Am I able to calculate the character table of A4 without using the character table of S4?

Question

I've been taught how to determine the character of table of A4 using the character table of S4, but I was wondering if there is a way I could calculate the character table of A4 without using S4's character table?

Answer 1

Sure.

First of all, the derived subgroup $[A_4,A_4]$ of $A_4$ is $V_4=\{Id, (12)(34), (13)(24), (14)(23)\}$, and we have an group isomorphism $A_4/[A_4,A_4]\simeq \mathbb{Z}/3\mathbb{Z}$ (since the quotient has order $3$), which sends (123) to $1+3\mathbb{Z}$.

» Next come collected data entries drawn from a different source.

Issue #1348, opened 2023-07-17
Force Parameters to have descriptions


john-science:
When constructing a `Parameter` object, we already have multiple checks to ensure the `Parameter` is valid:

https://github.com/terrapower/armi/blob/59388d29f8929178e0e1aa4d8f0f160095a2b739/armi/reactor/parameters/parameterDefinitions.py#L250-L253

Why not add some to ensure there is a valid `description` field?  I want to say the same for `units`, but many parameters are unitless, so we would have to change "unitless" to be a non-empty string.

```python
assert description is not None and len(description)
```

> After all, what good is a `Parameter` if no one can tell what it is?

john-science:
@keckler FYI

@sombrereau @drewj-usnctech  Would this be a problem for either of you?

jakehader:
I like the idea of enforcing that these are set. Could be a breaking change, but probably a good one? Maybe we can start implementing warnings to fix before we enforce so that folks have a chance to change? I also like the idea of enforcing locations would be good too.

drewj-usnctech:
On board for this. Parameters should have descriptions. I think setting `units=None` should still be supported as there are _some_ cases where parameters really are unitless. Like number of things? It would be a small sample because the vast majority of things have units.

Maybe a non-None field like `units=UNITLESS`? `None` seems simpler tbh

john-science:
I am changing this ticket to only FORCE Parameter descriptions, not units.

And I already have a `DeprecationWarning` in place:

https://github.com/terrapower/armi/blob/59388d29f8929178e0e1aa4d8f0f160095a2b739/armi/reactor/parameters/parameterDefinitions.py#L255-L259

The plan is:

* This version of ARMI will be released with the `DeprecationWarning`.
* The very next version of ARMI will change that to a hard `Error`.
* Then I will close this ticket.

Estimated time to close this ticket: 2 months (of waiting).

john-science:
I have put this on the ARMI `0.4.0` [Roadmap](https://github.com/terrapower/armi/wiki/Roadmap).

Really, the change in ARMI is no work at all. The time here will be spent on testing downstream projects to see if they will break.

PR #1733, opened 2024-06-16
Adding descriptions to two settings

### LINKED ISSUE #1727: Add descriptions for `copyFilesFrom` and `copyFilesTo` case settings
We have two case settings with no descriptions:
image

These settings need descriptions. From what I can tell, `copyFilesFrom` can be a list of any length, but then `copyFilesTo` needs to be either of zero-length, length-1, or the same length as `copyFilesFrom`. This should be described for the user. It would also be good to know when the file copying takes place so the user knows when the new files will be available.

john-science:
## What is the change?

Adding descriptions to two settings: `CONF_COPY_FILES_FROM` and `CONF_COPY_FILES_TO`.

Also, while I was at it, this work let me to:

* Improve the docstring on the method `MainInterface._moveFiles()`
* Add a `DeprecationWarning` that soon settings will _require_ descriptions (same as with [parameters](https://github.com/terrapower/armi/issues/1348)).
* I fixed some formatting and docstrings as I found them (sorry!)

To close #1727 

These two settings are slightly complicated, and interact heavily, so they should have descriptions that explain their use.

---

## Checklist

- [X] This PR has only [one purpose or idea](https://terrapower.github.io/armi/developer/tooling.html#one-idea-one-pr). (Except the random cleanup I did. Sorry!)

### DIFF
--- a/armi/bookkeeping/mainInterface.py
+++ b/armi/bookkeeping/mainInterface.py
@@ -28,6 +28,8 @@ from armi import operators
 from armi import runLog
 from armi import utils
 from armi.bookkeeping.db.database3 import Database3
+from armi.settings.fwSettings.globalSettings import CONF_COPY_FILES_FROM
+from armi.settings.fwSettings.globalSettings import CONF_COPY_FILES_TO
 from armi.utils import pathTools
 from armi.utils.customExceptions import InputError
 
@@ -46,9 +48,8 @@ class MainInterface(interfaces.Interface):
 
     Notes
     -----
-    Interacts early so that the database is accessible as soon as possible in the run.
-    The database interfaces interacts near the end of the interface stack, but the main
-    interface interacts first.
+    Interacts early so that the database is accessible as soon as possible in the run. The database
+    interfaces runs near the end of the interface stack, but the main interface interacts first.
     """
 
     name = "main"
@@ -64,10 +65,9 @@ class MainInterface(interfaces.Interface):
 
         Notes
         -----
-        This happens here rather than on the database interface, as the database
-        interacts near the end of the stack. Some interactBOL methods may be
-        dependent on having data in the database, such as calls to history tracker
-        during a restart run.
+        This happens here rather than on the database interface, as the database interacts near the
+        end of the stack. Some interactBOL methods may be dependent on having data in the database,
+        such as calls to history tracker during a restart run.
         """
         dbi = self.o.getInterface("database")
         if not dbi.enabled():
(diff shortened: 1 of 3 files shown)


armi/settings/setting.py
```diff
@@ -115,6 +115,10 @@ def __init__(
         """
         self.name = name
         self.description = description or name
+        runLog.warning(
+            f"DeprecationWarning: Setting {name} defined without description.",
+            single=True,
+        )
```
keckler, line 121: Isn't this deprecation warning going to be printed all the time...? Like, shouldn't it be wrapped under an if-statement?

armi/bookkeeping/mainInterface.py
```diff
@@ -80,30 +80,49 @@ def _activateDB(self):
...
+        - Can be of length zero (that just means no files will be copied).
+        - The file names listed can use the ``*`` glob syntax, to reference multiple files.
+
+
+        ``CONF_COPY_FILES_TO`` :
+
+        - List of directories to copy the files into.
+        - Can be of length zero; all files will be copied to the local dir.
+        - Can be of length one; all files will be copied to that dir.
+        - The only other valid length for this list _must_ be the same length as the "from" list.
```
keckler, line 112: This is all really useful context for a user. Unfortunately users won't typically see this info because it is in the docstring of a private method. Is there a better place to put this that will make it user-facing?

armi/bookkeeping/mainInterface.py
```diff
@@ -80,30 +80,49 @@ def _activateDB(self):
...
 
     def _moveFiles(self):
-        # check for orificed flow bounds files. These will often be named based on the
-        # case that this one is dependent upon, but not always. For example, testSassys
-        # is dependent on the safety case but requires physics bounds files.  now copy
-        # the files over
+        """
+        At the start of each run, arbitrary lists of user-defined files can be copied around.
+
+        This logic is controlled by the settings ``CONF_COPY_FILES_FROM`` & ``CONF_COPY_FILES_TO``.
```
keckler, line 98: I'm pretty certain that the capital snake case `CONF` variables will not get rendered as the actual string names, right? In situations like this, I never know if it would be better to use the variable name or the string name. One of the drawbacks of these `CONF` variables, IMO. 

I am not partial to either way, but perhaps consider if it would be better to just use the strings in this docstring instead of the variable names. Up to you.

armi/settings/setting.py
john-science: No, this is why I have `single=True`. That means that this warning will only ever be printed ONCE during a run.

keckler: Sorry, let me clarify. This warning will be printed indiscriminately. There is no check of if the setting actually has a description or not. The runLog statement is hit even if the setting has a description.

john-science, line 121:
```suggestion
        if not description or description in ("None", "none"):
            runLog.warning(
                f"DeprecationWarning: Setting {name} defined without description.",
                single=True,
            )
```

armi/bookkeeping/mainInterface.py
john-science: > I'm pretty certain that the capital snake case CONF variables will not get rendered as the actual string names, right?

Nope, in this situation, it will just literally say "CONF_XYZ". I thought that was better, but it's a close call, for me.

I can change it, if you like, sure.

armi/bookkeeping/mainInterface.py
john-science: Hmm... I can' think of where else it would belong.

armi/bookkeeping/mainInterface.py
```diff
@@ -80,30 +80,49 @@ def _activateDB(self):
...
+
+        ``CONF_COPY_FILES_FROM`` :
+
+        - List of files to copy (cannot be directories).
+        - Can be of length zero (that just means no files will be copied).
+        - The file names listed can use the ``*`` glob syntax, to reference multiple files.
+
+
+        ``CONF_COPY_FILES_TO`` :
```
john-science, line 107:
```suggestion
        This logic is controlled by the settings ``copyFilesFrom`` & ``copyFilesTo``.

        ``copyFilesFrom`` :

        - List of files to copy (cannot be directories).
        - Can be of length zero (that just means no files will be copied).
        - The file names listed can use the ``*`` glob syntax, to reference multiple files.


        ``copyFilesTo`` :
```

armi/settings/setting.py
john-science: Fixed

armi/bookkeeping/mainInterface.py
john-science: Done

keckler (approved):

The general theory says that you have $3$ irreducible representations of degree $1$. Any other irreducible representation has at least degree $2$. But the only decomposition of $12$ as a sum of squares containing three $1$'s is $12=1^2+1^2+1^2+3^2$, so there is only one other irreducible representation, which has to have degree $3$.

You can also prove this fact by saying that there is exactly four conjugacy classes of $A_4$, represented by $Id, (12)(34), (123), (132)$.

The characters of a cyclic group of order $3$ are well known, and by inflation you get your three characters of $A_4$ corresponding to representations of degree $1$. This is not too difficult to compute the values of the inflated characters using the explicit isomorphism.

Now, you have the last row to fill in in the characters table (the one corresponding to the representation of degree $3$), but to do so, just use the orthogonality relations.